_Source data_.

====================

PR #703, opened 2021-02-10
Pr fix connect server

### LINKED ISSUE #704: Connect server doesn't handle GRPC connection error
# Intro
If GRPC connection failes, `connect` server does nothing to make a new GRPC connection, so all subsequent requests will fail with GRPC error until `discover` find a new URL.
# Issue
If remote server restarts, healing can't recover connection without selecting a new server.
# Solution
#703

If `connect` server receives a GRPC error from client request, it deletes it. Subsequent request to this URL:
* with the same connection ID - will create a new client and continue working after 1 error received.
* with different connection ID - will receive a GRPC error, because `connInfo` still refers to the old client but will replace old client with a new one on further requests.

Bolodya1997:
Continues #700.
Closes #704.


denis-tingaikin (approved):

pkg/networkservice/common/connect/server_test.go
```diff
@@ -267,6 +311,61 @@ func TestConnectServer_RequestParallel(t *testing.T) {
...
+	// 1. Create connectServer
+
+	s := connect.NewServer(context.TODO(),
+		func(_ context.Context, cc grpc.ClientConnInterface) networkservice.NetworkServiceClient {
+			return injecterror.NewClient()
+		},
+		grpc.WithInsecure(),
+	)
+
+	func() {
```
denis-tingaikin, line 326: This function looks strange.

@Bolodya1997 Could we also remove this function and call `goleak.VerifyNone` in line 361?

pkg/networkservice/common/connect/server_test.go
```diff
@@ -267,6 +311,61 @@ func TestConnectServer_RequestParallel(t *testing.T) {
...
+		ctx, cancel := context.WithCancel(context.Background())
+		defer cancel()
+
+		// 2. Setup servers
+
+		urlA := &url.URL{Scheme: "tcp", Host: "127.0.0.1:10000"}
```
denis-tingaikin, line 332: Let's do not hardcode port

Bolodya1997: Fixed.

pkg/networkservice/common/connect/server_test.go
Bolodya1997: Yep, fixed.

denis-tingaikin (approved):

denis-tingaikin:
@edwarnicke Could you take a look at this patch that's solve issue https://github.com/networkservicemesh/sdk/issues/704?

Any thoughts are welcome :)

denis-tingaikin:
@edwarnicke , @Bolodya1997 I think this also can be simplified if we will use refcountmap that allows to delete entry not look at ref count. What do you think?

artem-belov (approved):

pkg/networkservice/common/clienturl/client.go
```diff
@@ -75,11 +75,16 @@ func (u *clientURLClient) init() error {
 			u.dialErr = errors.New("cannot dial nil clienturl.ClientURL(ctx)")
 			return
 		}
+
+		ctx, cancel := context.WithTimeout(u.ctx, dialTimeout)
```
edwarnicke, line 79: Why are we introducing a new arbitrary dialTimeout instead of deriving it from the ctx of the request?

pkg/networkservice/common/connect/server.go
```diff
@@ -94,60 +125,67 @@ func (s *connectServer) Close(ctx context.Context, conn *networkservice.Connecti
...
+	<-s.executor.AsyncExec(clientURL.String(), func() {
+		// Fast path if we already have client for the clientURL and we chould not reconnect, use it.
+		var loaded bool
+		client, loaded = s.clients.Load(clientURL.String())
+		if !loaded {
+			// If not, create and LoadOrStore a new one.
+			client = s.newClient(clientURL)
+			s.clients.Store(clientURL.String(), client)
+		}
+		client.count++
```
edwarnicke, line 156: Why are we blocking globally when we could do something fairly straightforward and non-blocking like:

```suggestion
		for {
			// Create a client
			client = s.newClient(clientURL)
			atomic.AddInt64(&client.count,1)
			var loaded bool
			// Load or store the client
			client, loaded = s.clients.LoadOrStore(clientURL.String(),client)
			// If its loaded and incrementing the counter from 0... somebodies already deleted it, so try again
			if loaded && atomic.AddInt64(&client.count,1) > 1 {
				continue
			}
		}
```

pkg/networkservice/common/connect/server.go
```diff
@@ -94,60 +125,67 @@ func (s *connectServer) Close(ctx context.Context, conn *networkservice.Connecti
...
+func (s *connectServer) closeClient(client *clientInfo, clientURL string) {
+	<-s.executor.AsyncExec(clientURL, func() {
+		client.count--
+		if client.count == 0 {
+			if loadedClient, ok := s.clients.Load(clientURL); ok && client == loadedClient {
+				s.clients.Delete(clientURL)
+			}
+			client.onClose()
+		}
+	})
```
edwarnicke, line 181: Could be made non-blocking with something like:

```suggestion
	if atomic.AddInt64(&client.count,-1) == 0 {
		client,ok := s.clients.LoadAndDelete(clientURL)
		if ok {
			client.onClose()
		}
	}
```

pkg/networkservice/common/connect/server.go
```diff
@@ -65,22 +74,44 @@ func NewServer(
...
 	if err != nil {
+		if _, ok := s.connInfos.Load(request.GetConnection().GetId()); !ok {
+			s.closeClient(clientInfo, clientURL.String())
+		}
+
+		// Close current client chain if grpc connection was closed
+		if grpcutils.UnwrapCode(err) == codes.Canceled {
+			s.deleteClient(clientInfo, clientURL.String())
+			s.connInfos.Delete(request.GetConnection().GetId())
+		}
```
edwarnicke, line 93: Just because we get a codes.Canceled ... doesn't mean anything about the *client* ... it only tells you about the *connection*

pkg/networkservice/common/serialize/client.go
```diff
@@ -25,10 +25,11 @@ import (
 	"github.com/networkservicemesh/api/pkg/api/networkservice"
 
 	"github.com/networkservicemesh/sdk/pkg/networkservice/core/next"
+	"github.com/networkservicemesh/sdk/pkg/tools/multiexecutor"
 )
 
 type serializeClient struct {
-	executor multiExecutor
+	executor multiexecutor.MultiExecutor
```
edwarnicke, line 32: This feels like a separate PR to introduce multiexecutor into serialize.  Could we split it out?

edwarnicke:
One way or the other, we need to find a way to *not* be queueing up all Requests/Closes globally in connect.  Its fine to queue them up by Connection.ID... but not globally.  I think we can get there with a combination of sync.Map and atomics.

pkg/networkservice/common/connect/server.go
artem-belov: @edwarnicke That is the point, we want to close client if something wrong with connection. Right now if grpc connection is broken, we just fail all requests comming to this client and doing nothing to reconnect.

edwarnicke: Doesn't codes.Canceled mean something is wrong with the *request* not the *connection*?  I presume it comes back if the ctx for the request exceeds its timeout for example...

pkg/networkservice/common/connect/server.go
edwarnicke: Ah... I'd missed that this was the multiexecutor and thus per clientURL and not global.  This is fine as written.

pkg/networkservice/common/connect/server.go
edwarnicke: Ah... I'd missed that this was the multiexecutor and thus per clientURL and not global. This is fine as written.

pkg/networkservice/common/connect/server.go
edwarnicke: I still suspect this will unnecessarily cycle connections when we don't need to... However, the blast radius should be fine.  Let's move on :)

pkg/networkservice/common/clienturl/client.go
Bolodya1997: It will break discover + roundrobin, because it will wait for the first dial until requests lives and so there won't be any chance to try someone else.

====================

_Exercise brief_. Every line in the data that holds "fail" should be copied out.

_Reply_.
If GRPC connection failes, `connect` server does nothing to make a new GRPC connection, so all subsequent requests will fail with GRPC error until `discover` find a new URL.
artem-belov: @edwarnicke That is the point, we want to close client if something wrong with connection. Right now if grpc connection is broken, we just fail all requests comming to this client and doing nothing to reconnect.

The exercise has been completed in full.